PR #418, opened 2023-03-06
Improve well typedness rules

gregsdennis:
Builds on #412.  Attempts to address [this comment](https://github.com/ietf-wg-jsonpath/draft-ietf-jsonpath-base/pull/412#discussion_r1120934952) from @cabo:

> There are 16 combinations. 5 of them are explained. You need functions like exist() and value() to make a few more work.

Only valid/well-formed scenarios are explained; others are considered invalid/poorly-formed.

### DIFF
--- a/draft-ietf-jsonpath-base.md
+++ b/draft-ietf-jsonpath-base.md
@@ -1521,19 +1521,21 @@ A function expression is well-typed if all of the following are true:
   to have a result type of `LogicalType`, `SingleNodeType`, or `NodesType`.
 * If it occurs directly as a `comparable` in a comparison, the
+ + + +
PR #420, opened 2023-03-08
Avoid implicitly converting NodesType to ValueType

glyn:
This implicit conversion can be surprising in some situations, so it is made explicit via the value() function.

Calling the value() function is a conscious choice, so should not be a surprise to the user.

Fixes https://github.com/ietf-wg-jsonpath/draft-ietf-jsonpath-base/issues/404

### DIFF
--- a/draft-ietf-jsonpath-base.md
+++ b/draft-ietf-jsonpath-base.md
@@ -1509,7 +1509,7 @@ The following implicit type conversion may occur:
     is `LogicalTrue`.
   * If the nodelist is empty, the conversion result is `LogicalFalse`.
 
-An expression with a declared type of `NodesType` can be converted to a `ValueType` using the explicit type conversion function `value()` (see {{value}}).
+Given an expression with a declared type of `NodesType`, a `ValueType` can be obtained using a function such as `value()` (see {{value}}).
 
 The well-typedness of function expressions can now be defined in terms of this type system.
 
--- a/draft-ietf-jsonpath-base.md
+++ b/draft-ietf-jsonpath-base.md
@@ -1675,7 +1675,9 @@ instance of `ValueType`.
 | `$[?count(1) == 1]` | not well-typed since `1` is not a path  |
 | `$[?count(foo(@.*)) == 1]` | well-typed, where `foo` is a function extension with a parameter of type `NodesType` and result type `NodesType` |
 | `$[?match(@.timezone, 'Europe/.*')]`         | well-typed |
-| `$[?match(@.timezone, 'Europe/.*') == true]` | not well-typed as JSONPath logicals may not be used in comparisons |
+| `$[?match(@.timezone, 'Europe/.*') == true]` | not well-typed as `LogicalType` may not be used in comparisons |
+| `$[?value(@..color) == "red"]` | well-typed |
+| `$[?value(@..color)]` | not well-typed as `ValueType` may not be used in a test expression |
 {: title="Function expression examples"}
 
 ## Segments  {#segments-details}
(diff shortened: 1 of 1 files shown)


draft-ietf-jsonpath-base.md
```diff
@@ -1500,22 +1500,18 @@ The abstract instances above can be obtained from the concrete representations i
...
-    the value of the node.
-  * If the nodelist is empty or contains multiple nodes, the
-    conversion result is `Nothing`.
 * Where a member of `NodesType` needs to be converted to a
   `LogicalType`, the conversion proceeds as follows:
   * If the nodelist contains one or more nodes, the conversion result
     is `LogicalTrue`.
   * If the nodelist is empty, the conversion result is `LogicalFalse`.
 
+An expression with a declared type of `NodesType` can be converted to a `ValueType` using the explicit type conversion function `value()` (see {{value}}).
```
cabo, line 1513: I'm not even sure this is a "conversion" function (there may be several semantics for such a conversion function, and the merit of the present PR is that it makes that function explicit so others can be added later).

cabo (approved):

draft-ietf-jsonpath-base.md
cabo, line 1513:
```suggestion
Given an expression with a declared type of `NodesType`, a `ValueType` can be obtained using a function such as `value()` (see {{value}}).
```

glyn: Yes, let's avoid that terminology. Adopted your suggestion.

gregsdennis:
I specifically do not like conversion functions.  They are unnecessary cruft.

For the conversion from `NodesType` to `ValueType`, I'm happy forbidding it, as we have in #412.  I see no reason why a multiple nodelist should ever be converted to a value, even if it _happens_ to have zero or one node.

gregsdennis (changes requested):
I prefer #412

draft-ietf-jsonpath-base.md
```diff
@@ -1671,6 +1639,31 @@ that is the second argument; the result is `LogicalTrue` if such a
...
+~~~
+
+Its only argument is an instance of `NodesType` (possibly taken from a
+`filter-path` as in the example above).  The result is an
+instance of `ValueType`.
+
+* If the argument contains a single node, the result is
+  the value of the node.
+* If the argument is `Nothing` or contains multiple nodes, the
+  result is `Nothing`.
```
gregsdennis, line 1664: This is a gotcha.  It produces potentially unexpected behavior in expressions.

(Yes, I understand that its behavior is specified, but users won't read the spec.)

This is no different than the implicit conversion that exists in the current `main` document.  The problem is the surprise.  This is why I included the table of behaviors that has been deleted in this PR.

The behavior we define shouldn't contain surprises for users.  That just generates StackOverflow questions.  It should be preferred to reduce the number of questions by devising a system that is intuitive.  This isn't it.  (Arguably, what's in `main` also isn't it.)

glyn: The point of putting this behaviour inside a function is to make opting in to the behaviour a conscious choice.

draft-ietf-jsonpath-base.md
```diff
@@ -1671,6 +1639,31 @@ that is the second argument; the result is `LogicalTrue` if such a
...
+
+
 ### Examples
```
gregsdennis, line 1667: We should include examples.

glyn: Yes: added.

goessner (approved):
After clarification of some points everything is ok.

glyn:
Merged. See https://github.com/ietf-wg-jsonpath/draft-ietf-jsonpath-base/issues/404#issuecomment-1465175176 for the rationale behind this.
+ + + +
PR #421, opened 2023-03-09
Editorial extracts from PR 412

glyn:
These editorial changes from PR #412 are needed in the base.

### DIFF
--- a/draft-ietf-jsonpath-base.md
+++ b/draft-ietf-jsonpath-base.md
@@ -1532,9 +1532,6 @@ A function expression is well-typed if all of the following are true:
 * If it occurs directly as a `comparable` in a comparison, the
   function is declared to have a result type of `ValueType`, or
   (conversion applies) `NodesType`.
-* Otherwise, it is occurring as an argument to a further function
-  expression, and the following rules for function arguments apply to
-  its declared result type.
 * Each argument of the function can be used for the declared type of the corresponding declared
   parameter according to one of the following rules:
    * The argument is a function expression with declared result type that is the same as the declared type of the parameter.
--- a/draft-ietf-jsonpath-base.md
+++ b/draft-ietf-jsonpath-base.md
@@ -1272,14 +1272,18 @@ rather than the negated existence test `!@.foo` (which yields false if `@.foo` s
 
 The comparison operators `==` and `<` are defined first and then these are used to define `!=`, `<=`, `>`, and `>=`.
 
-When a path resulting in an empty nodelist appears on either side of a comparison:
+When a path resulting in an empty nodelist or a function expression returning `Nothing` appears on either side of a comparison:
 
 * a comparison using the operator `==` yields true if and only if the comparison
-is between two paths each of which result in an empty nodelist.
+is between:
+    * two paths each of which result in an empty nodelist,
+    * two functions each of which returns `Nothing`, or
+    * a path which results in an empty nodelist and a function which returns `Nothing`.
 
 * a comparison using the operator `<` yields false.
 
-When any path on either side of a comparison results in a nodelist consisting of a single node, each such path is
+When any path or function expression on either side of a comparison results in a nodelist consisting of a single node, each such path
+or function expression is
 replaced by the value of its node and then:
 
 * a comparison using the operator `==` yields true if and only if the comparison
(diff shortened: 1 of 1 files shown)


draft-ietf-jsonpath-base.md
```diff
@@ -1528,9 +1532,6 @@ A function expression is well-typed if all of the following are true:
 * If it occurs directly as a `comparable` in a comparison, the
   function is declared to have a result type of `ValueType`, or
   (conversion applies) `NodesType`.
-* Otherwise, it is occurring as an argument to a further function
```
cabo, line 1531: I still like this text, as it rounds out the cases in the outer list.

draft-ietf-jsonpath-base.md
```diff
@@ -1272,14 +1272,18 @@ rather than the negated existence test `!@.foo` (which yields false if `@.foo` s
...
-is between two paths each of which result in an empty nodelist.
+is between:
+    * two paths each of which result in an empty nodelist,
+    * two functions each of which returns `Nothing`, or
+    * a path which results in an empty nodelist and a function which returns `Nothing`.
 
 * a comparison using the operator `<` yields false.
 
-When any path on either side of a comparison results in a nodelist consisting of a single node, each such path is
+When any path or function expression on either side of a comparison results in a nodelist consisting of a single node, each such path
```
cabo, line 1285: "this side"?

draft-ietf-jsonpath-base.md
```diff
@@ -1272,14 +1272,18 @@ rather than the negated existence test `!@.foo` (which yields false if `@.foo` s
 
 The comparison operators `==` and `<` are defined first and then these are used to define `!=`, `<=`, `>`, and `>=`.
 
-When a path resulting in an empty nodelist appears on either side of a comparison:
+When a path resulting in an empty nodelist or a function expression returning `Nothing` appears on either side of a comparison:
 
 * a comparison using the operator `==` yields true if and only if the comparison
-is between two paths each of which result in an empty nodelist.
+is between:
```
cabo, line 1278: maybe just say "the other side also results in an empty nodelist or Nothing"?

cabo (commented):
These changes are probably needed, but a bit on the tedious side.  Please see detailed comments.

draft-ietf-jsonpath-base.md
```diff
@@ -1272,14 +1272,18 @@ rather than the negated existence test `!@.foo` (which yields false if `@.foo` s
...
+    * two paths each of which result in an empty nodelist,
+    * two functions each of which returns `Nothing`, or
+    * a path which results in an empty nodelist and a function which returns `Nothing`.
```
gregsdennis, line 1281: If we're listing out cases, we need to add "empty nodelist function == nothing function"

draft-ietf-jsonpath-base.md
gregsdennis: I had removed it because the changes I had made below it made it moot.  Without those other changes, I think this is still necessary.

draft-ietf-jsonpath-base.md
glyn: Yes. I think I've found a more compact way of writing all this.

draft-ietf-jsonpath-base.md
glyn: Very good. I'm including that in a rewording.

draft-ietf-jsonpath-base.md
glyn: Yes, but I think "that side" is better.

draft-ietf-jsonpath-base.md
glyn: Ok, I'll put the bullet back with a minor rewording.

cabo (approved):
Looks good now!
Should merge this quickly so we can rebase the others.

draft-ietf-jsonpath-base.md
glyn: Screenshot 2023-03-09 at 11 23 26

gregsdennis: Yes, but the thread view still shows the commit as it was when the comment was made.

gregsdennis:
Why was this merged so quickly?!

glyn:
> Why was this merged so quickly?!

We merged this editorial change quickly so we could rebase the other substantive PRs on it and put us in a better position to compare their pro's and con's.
+ + + +
→ **YOUR TASK**: Copy out each line of the data above, exactly, if it lies between the line holding "gregsdennis: I had" and the line holding "glyn: Ok, I'll", inclusive; copy no other line.

→ **YOUR RESPONSE**:
gregsdennis: I had removed it because the changes I had made below it made it moot.  Without those other changes, I think this is still necessary.

draft-ietf-jsonpath-base.md
glyn: Yes. I think I've found a more compact way of writing all this.

draft-ietf-jsonpath-base.md
glyn: Very good. I'm including that in a rewording.

draft-ietf-jsonpath-base.md
glyn: Yes, but I think "that side" is better.

draft-ietf-jsonpath-base.md
glyn: Ok, I'll put the bullet back with a minor rewording.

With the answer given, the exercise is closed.